Objective: The primary aim of this study was to assess the effects of dietary protein intake on energy restriction (ER)-induced changes in body mass and body composition. Clinical markers of metabolic and cardiovascular diseases were also measured.
Design: 54 postmenopausal women, age 58 +/- 2 y, body mass index 29.6 +/- 0.8 kg/m(2), were assigned to one of four groups. For 9 weeks, three ER groups ate a 1000 kcal/d lacto-ovo vegetarian basal diet plus 250 kcal/d of either beef (BEEF, n = 14), chicken (CHICKEN, n = 15), or carbohydrate/fat foods (CARB (lacto-ovo), n = 14), while a control group (CON, n = 11) consumed their habitual diets.
Results: Energy intake was lower in the ER groups compared to CON (BEEF, 1114 +/- 155 kcal/d, CHO: PRO: FAT, 46:24:30 % of energy intake; CHICKEN, 1098 +/- 203 kcal/d, 51:25:24; CARB 1158 +/- 341 kcal/d, 59:17:24; CON, 1570 +/- 633 kcal/d, 47:20:33), but did not differ among ER groups. For all ER subjects combined, body mass (-6.7 +/- 2.4 kg, 9 %), fat mass (-4.6 +/- 1.9 kg, 13 %), and fat-free mass (-2.1 +/- 1.1 kg, 5 %) decreased. These responses did not differ among the ER groups, except for body mass (CHICKEN -7.9 +/- 2.6 kg(a); BEEF -6.6 +/- 2.7 kg(a,b); CARB -5.6 +/- 1.8 kg(b); CON -1.2 +/- 1.2 kg(c); values with a difference superscript differ, p < 0.05). From PRE (week 0) to POST (week 9), total and LDL cholesterol decreased approximately 12%, with no differences among groups. Triacylglycerol, HDL cholesterol, C-reactive protein (CRP), glucose, insulin, leptin, and adiponectin were not changed over time or differentially affected by diet.
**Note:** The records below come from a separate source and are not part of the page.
PR #205, opened 2026-07-06
add ability to bounce custom gpu client pods

tariq1890:
This PR is linked to https://github.com/NVIDIA/gpu-operator/pull/2607.

This adds the ability for the `k8s-driver-manager` to detect third-party/custom gpu client pods during driver upgrades and to evict them as they too will be holding onto gpu device handles. With this change, users can deploy their custom gpu client pods and also take advantage of the automatic toggling of gpu client components (just as what is done for the first-class gpu clients namely the "operands") during a driver upgrade.

**NOTE**: The third-party gpu client pods MUST add the `nvidia.com/gpu.deploy.client: true` label to its nodeSelector so that the k8s-driver-manager detects and performs the automated toggle during a driver upgrade

### DIFF
--- a/internal/kubernetes/client.go
+++ b/internal/kubernetes/client.go
@@ -27,6 +27,7 @@ import (
 	"github.com/sirupsen/logrus"
 	corev1 "k8s.io/api/core/v1"
 	metav1 "k8s.io/apimachinery/pkg/apis/meta/v1"
+	"k8s.io/apimachinery/pkg/fields"
 	"k8s.io/apimachinery/pkg/labels"
 	"k8s.io/apimachinery/pkg/types"
 	"k8s.io/apimachinery/pkg/util/wait"
@@ -41,6 +42,8 @@ const (
 	nvidiaDomainPrefix       = "nvidia.com"
 	nvidiaResourceNamePrefix = nvidiaDomainPrefix + "/" + "gpu"
 	nvidiaMigResourcePrefix  = nvidiaDomainPrefix + "/" + "mig-"
+
+	kubeClientPollInterval = 5 * time.Second
 )
 
 // Client represents a Kubernetes client wrapper use to perform all the Kubernetes operations required by k8s-driver-manager
@@ -169,10 +172,10 @@ func (c *Client) UncordonNode(nodeName string) error {
 func (c *Client) WaitForPodTermination(selectorMap map[string]string, namespace, nodeName string, timeout time.Duration) error {
 	selector := labels.SelectorFromSet(selectorMap)
 
-	return wait.PollUntilContextTimeout(c.ctx, 5*time.Second, timeout, true, func(ctx context.Context) (bool, error) {
+	return wait.PollUntilContextTimeout(c.ctx, kubeClientPollInterval, timeout, true, func(ctx context.Context) (bool, error) {
 		pods, err := c.clientset.CoreV1().Pods(namespace).List(c.ctx, metav1.ListOptions{
 			LabelSelector: selector.String(),
-			FieldSelector: "spec.nodeName=" + nodeName,
+			FieldSelector: fields.OneTermEqualSelector("spec.nodeName", nodeName).String(),
 		})
 		if err != nil {
 			return false, err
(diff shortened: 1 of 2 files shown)


internal/kubernetes/client.go
```diff
@@ -183,6 +184,68 @@ func (c *Client) WaitForPodTermination(selectorMap map[string]string, namespace,
...
+// has the specified key in its nodeSelector to terminate.
+//
+// Owner controller lookups are cached by UID across poll iterations. We don't expect the owners to actually change
+// during the lifetime of the wait, so caching the owners list optimises for kube API call volumes.
+func (c *Client) WaitForPodsWithParentNodeSelector(nodeName, nodeSelectorKey string, timeout time.Duration) error {
+	// ownerMatchCache maps owner UID → whether its nodeSelector contains nodeSelectorKey.
+	// Owner controllers are stable during the wait; only the pods themselves are terminating.
+	ownerMatchCache := make(map[types.UID]bool)
+
+	return wait.PollUntilContextTimeout(c.ctx, 5*time.Second, timeout, true, func(ctx context.Context) (bool, error) {
```
rahulait: Can we move `5*time.Second` to a constant or variable and refer it here?

internal/kubernetes/client.go
```diff
@@ -183,6 +184,68 @@ func (c *Client) WaitForPodTermination(selectorMap map[string]string, namespace,
...
+		podList, err := c.clientset.CoreV1().Pods(corev1.NamespaceAll).List(ctx, metav1.ListOptions{
+			FieldSelector: "spec.nodeName=" + nodeName,
```
rahulait:
```suggestion
			FieldSelector: fields.OneTermEqualSelector("spec.nodeName", nodeName).String(),
```

internal/kubernetes/client.go
```diff
@@ -183,6 +184,68 @@ func (c *Client) WaitForPodTermination(selectorMap map[string]string, namespace,
...
+		})
+		if err != nil {
+			return false, fmt.Errorf("failed to list pods on node %s: %w", nodeName, err)
+		}
+
+		matchCount := 0
+		for _, pod := range podList.Items {
+			for _, ownerRef := range pod.OwnerReferences {
```
rahulait: Instead of iterating over all ownerReferences, can we just use the single owner reference which has controller: true, by using:
```
controllerRef := metav1.GetControllerOf(&pod)
if controllerRef == nil || controllerRef.Kind != "DaemonSet" {
	continue
}
```

internal/kubernetes/client.go
```diff
@@ -183,6 +184,68 @@ func (c *Client) WaitForPodTermination(selectorMap map[string]string, namespace,
...
+				matches, ok := ownerMatchCache[ownerRef.UID]
+				if !ok {
+					nodeSelector, err := c.getOwnerNodeSelector(ctx, pod.Namespace, ownerRef)
+					if err != nil {
+						c.log.Warnf("transient error checking parent nodeSelector for pod %s/%s, will retry: %v", pod.Namespace, pod.Name, err)
+						return false, nil
+					}
+					_, matches = nodeSelector[nodeSelectorKey]
+					ownerMatchCache[ownerRef.UID] = matches
```
rahulait: Should we ignore labels like `nvidia.com/gpu.deploy.client: randomvalue`?

internal/kubernetes/client.go
tariq1890: Thanks

internal/kubernetes/client.go
tariq1890: Good point, I guess we can

tariq1890: I am no longer doing KubeClient get call to the Daemon Set, so I don't need the cache anymore

internal/kubernetes/client.go
tariq1890: This is done

internal/kubernetes/client.go
tariq1890: Done

internal/kubernetes/client.go
tariq1890: Done

internal/kubernetes/client.go
```diff
@@ -183,6 +186,35 @@ func (c *Client) WaitForPodTermination(selectorMap map[string]string, namespace,
...
+			return false, fmt.Errorf("failed to list pods on node %s: %w", nodeName, err)
+		}
+
+		matchCount := 0
+		for _, pod := range podList.Items {
+			ownerRef := metav1.GetControllerOf(&pod)
+			if ownerRef == nil || ownerRef.Kind != "DaemonSet" {
+				continue
+			}
+			if _, ok := pod.Spec.NodeSelector[nodeSelectorKey]; ok {
```
rahulait, line 206: We still should look at the value. Consider this case where a user had that label as true initially, and later they decided to just set it to false instead of deleting it. So like:
```
nvidia.com/gpu.deploy.client: false
```

In this case, we'll still be waiting for pod termination and iterating with matchCount > 0 until timeout happens

rahulait: Since the value can be "true" or "paused-for-driver-upgrade", we should handle this cleanly if someone sets it to some other value.

rahulait (approved):
LGTM

internal/kubernetes/client.go
tariq1890: As discussed offline, this is a known issue with the "deploy label" approach where any manual value set to it by a user may not be honoured by the operator and will eventually be overridden by the gpu-operator. This limitation is pre-existing.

Conclusions: Overweight postmenopausal women can achieve significant weight loss and comparable short-term improvements in body composition and lipid-lipoprotein profile by consuming either a moderate-protein (25% of energy intake) poultry- or beef-containing diet or a lacto-ovo vegetarian protein (17% of energy intake) diet.